Resonant Frequency Analysis using Perturbation and Resonant Cavity Method in Printed Dual Band Antenna for WiMAX Application

Abstract

A printed dual-band antenna is designed to resonate at 3.5 GHz with the measured gain of 6.38 dBi and at 5.5 GHz with that of 5.84 dBi for the WiMAX application. The bandwidth of this antenna at 3.5 GHz and 5.5 GHz is 8% and 5%, respectively. The radiation efficiency of 91.45% is obtained at 3.5 GHz and that of 89.56% at 5.5 GHz. A novel approach based on the perturbation technique is used to relate the resonant frequency to the electromagnetic energy stored and the volume of the proposed antenna’s structure. The dual resonant length of this antenna is determined by a parameter named as the length reduction factor, which is computed by the curve fitting method.
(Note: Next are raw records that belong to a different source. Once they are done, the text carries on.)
PR #4590, opened 2023-12-15
[poc] Use a `functionBrand` to make limited callback actors possible

Andarist:
reusing the brand trick from https://github.com/statelyai/xstate/pull/4256 to allow implementing type-safe~ callbacks actors that can only be used within machines that accept events that they might `sendBack` to them

related to https://discord.com/channels/795785288994652170/1177607380905775165/1184957932878696458

### DIFF
--- a/packages/core/test/setup.types.test.ts
+++ b/packages/core/test/setup.types.test.ts
@@ -1,9 +1,11 @@
 import {
+  ActorRef,
   ActorRefFrom,
   and,
   assign,
   createActor,
   createMachine,
+  fromCallback,
   fromPromise,
   fromTransition,
   not,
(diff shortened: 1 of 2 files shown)


packages/core/test/setup.types.test.ts
```diff
@@ -1599,3 +1601,54 @@ describe('setup()', () => {
...
+      actions: 'myAction'
+    }
+  }
+});
+
+createMachine({
+  types: {
+    events: {} as { type: 'DIFFERENT_EVENT' }
+  },
+  invoke: registerEvent('MY_EVENT')
```
Andarist, line 1653: the error here is expected, that's the whole point of this PR :P

PR #1016, opened 2024-02-20
Prioritize the Catalog which ODLM is deployed from

Daniel-Fan:
issue: https://github.ibm.com/ibmprivatecloud/roadmap/issues/62275

Add an additional layer on sorting the Catalog
1. CatalogSources in operator namespace (private CatalogSource) have a higher priority than those in other namespaces (global CatalogSource).
2. CatalogSources with higher `.spec.priority` values will be picked up first.
3. **CatalogSource that the cs-operator/odlm is already installed from would be picked up next, if it is in the list of CatalogSources for the operator we want to install**
    - If this CatalogSource contains IM operator. i.e. `opencloud-operators`, it would be picked first instead of the `ibm-im-catalog` in lexicographical order.
    - If this CatalogSource does not contain IM operator. i.e., `ibm-installer-catalog`, it would not even in the list of Catalog used for IM installation.
4. If both have the same namespace and priority, the CatalogSources are sorted based on their names in lexicographical order. 

### Test with `opencloud-operator` and `ibm-operator-catalog` Catalog

- Prepare two CatalogSource `opencloud-operator` and `ibm-operator-catalog`
- Install CS from `opencloud-operator` Catalog
- Update ODLM CSV with image `quay.io/opencloudio/odlm:6994c280-dirty`
- Create a OperandRequest, requesting `ibm-im-operator`
- Check `ibm-im-operator`, the subscription `.spec.catalogName: opencloud-operators`

Although `ibm-operator-catalog` has higher priority than `opencloud-operator` in lexicographical order, ODLM is installed from `opencloud-oeprator` catalog. As a result, ODLM installs IAM from `opencloud-operator` catalog over `ibm-operator-catalog`

```
I0220 19:55:24.915973 1 manager.go:208] Found 2 CatalogSources for PackageManifest ibm-iam-operator in the namespace 4-5-test has channel v4.4
I0220 19:55:24.915998 1 manager.go:212] The 0th sorted CatalogSource is opencloud-operators in namespace openshift-marketplace with priority: 0
I0220 19:55:24.916002 1 manager.go:212] The 1th sorted CatalogSource is ibm-operator-catalog in namespace openshift-marketplace with priority: 0
```

### DIFF
--- a/controllers/operator/manager.go
+++ b/controllers/operator/manager.go
@@ -76,6 +76,20 @@ func (m *ODLMOperator) GetOperandRegistry(ctx context.Context, key types.Namespa
 	if reg.Annotations != nil && reg.Annotations["excluded-catalogsource"] != "" {
 		excludedCatalogSources = strings.Split(reg.Annotations["excluded-catalogsource"], ",")
 	}
+	// Get catalog used by ODLM itself by check its own subscription
+	opts := []client.ListOption{
+		client.MatchingLabels{fmt.Sprintf("operators.coreos.com/ibm-odlm.%s", util.GetOperatorNamespace()): ""},
+		client.InNamespace(util.GetOperatorNamespace()),
+	}
+	odlmCatalog := ""
+	odlmCatalogNs := ""
+	odlmSubList := &olmv1alpha1.SubscriptionList{}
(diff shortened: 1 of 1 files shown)


YCShen1010 (approved):
/lgtm

PR #1019, opened 2024-02-27
Enable deep JSON merging for Kubernetes resources when updating them

YCShen1010:
Issue: https://github.ibm.com/ibmprivatecloud/roadmap/issues/61283

### Context 
For this enhancement, we allow users to perform additional customizations on Kubernetes resources created ODLM. ODLM will compare the existing Custom Resource in the cluster with the template in the OperandConfig, field by field. It will retain the fields that are not defined in OperandConfig instead of overwriting them.

### How to test
Test image: quay.io/yuchen_shen/odlm:deep_merge

#### CASE I: Test for map-type values
**resource: `keycloak-edb-cluster` Cluster CR**
Before apply the image 
- Remove `description` section under `.data.spec` for `keycloak-edb-cluster` service in OperandConfig, and restart ODLM pod, will observe the `description: EDB Database with IBM License Key` will be removed from Cluster CR

After apply the test image
- Add `description: EDB Database with IBM License Key` back to existing Cluster CR, keep description section removed in the OperandConfig, and restart ODLM pod, will observe the description will be retained in `keycloak-edb-cluster` CR

#### CASE II: Test for slice-type values
**resource: `edb-license-role` Role CR**
After apply the image 
- Adding or deleting rules to Role CR and restarting the ODLM pod will result in the observation that the newly added or deleted rules revert back to exactly what is specified in OperandConfig.
- Adding a new set of rules, which is not defined in OperandConfig, it will keep the new rules in the role.

### DIFF
--- a/controllers/operandrequest/reconcile_operand.go
+++ b/controllers/operandrequest/reconcile_operand.go
@@ -28,6 +28,7 @@ import (
 	"strings"
 	"sync"
 
+	"github.com/mohae/deepcopy"
 	olmv1alpha1 "github.com/operator-framework/api/pkg/operators/v1alpha1"
 	"github.com/pkg/errors"
 	authorizationv1 "k8s.io/api/authorization/v1"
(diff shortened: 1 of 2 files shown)


controllers/operandrequest/reconcile_operand.go
```diff
@@ -1057,61 +1057,66 @@ func (r *Reconciler) updateK8sResource(ctx context.Context, existingK8sRes unstr
...
 		}
 
-		// isEqual := r.CheckAnnotation(existingK8sRes, newAnnotations) && r.CheckLabel(existingK8sRes, newLabels)
 		if k8sResConfig != nil {
+
 			k8sResConfigDecoded := make(map[string]interface{})
 			k8sResConfigUnmarshalErr := json.Unmarshal(k8sResConfig.Raw, &k8sResConfigDecoded)
 			if k8sResConfigUnmarshalErr != nil {
 				klog.Errorf("failed to unmarshal k8s Resource Config: %v", k8sResConfigUnmarshalErr)
 			}
```
Daniel-Fan, line 1067: I believe we could remove this section.

controllers/operandrequest/reconcile_operand.go
```diff
@@ -1057,61 +1057,66 @@ func (r *Reconciler) updateK8sResource(ctx context.Context, existingK8sRes unstr
...
-		if err := r.setOwnerReferences(ctx, &existingK8sRes, ownerReferences); err != nil {
-			return false, errors.Wrapf(err, "failed to set ownerReferences for k8s resource -- Kind: %s, NamespacedName: %s/%s", kind, namespace, name)
-		}
+			if reflect.DeepEqual(existingK8sRes.Object, updatedExistingK8sRes) {
+				return true, nil
+			}
+			klog.Infof("updating k8s resource with apiversion: %s, kind: %s, %s/%s", apiversion, kind, namespace, name)
 
-		klog.V(2).Infof("updating k8s resource with apiversion: %s, kind: %s, %s/%s", apiversion, kind, namespace, name)
+			existingK8sRes.Object = updatedExistingK8sRes
```
Daniel-Fan, line 1089: It seems that we are not `ensureAnnotation`, `ensureLabel` and `setOwnerReferences` on `updatedObject`. Currently it is applying to `existingK8sRes`

We might need to change the sequence here
1. deep copy a original version of `existingK8sRes.Object` - does not exists now.
2. `existingK8sRes.Object = updatedExistingK8sRes`
3. Ensure annotation, label and OwnerReference on new `updatedObject`
4. Check if new assigned object is deep equal with original one.

Daniel-Fan (changes requested):

Daniel-Fan (approved):
/lgtm

PR #1026, opened 2024-03-19
updated base image to explicitly use docker.io instead of implied

bitscuit:
otherwise error occurs when using podman and docker.io has not been configured as default registry


Daniel-Fan (approved):
/lgtm

PR #1028, opened 2024-03-25
Support uninstallation on intra-dependency

Daniel-Fan:
uninstallation issue: https://github.ibm.com/IBMPrivateCloud/roadmap/issues/62243

### Context
There are several services depending on the same operator, but different operands.

For example, both IM service and Keycloak service depend on the same EDB operator. However, each of them has different EDB Cluster CR. As a result, we are using different entires in OperandRegistry/OperandConfig to distinguish EDB used by IM as `common-service-postgresql`, and EDB used by Keycloak as `edb-keycloak`

For simplicity, I will only use EDB Cluster CR as the operand created by ODLM.

- If we request `common-service-postgresql`, it will install EDB operator, and EDB Cluster CR `common-service-db`.
- If we request `edb-keycloak`, it will install EDB operator, and EDB Cluster CR `keycloak-edb-cluster`.

When we request both of them in the OperandRequest, they share the same EDB operator, but different EDB Cluster CRs.

During the uninstallation, following pattern should be fulfilled.
- EDB operator would be uninstalled only when there is no `common-service-postgresql` and `edb-keycloak` requested
- `common-service-db` Cluster CR should be removed as long as there is no `common-service-postgresql` in OperandRequest
- `keycloak-edb-cluster` Cluster CR should be removed as long as there is no `edb-keycloak` in OperandRequest

### How to test
- Install CS 4.6 daily build in one namespace
- Update ODLM CSV to replace image to `quay.io/opencloudio/odlm:9c23dfda`, and update ImagePullPolicy to `Always`
- Create an OperandRequest to request both `common-service-postgresql` and `edb-keycloak`
    ```yaml
    kind: OperandRequest
    metadata:
      name: example-service
    spec:
      requests:
        - operands:
            - name: common-service-postgresql
            - name: edb-keycloak
          registry: common-service
    ```
- Observe that there are `common-service-db-1` and `keycloak-edb-cluster-1` pods available, representing two EDB Cluster CR respectively.
- Observe that there is a `postgresql-operator-controller-manager` pod available, representing EDB operator
- Update OperandRequest, to remove `common-service-postgresql`
- Observe that there is NO `common-service-db-1` pod in the namespace.
- Observe that there is still `keycloak-edb-cluster-1` and `postgresql-operator-controller-manager` pod in the namespace.
- Delete the entire OperandRequest
- Observe that there is no more EDB related pod left in the namespace.

### DIFF
--- a/Makefile
+++ b/Makefile
@@ -100,9 +100,6 @@ BUNDLE_DEFAULT_CHANNEL := --default-channel=$(DEFAULT_CHANNEL)
 endif
 BUNDLE_METADATA_OPTS ?= $(BUNDLE_CHANNELS) $(BUNDLE_DEFAULT_CHANNEL)
 
-# Produce CRDs that work back to Kubernetes 1.11 (no version conversion)
-CRD_OPTIONS ?= "crd:trivialVersions=true"
-
 # Get the currently used golang install path (in GOPATH/bin, unless GOBIN is set)
 ifeq (,$(shell go env GOBIN))
 GOBIN=$(shell go env GOPATH)/bin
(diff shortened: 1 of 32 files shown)


YCShen1010 (approved):
/lgtm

A polynomial equation connects the length reduction factor and resonance frequency. The resonant cavity model has been used to derive the resonant frequency equations for dual bands. The simulation and measured results are used to validate the analytically predicted resonant frequency caused by the structure perturbation and cavity technique and show good agreement. This antenna is fed by a balanced parallel plane, which conveniently facilitates the PCB’s integration.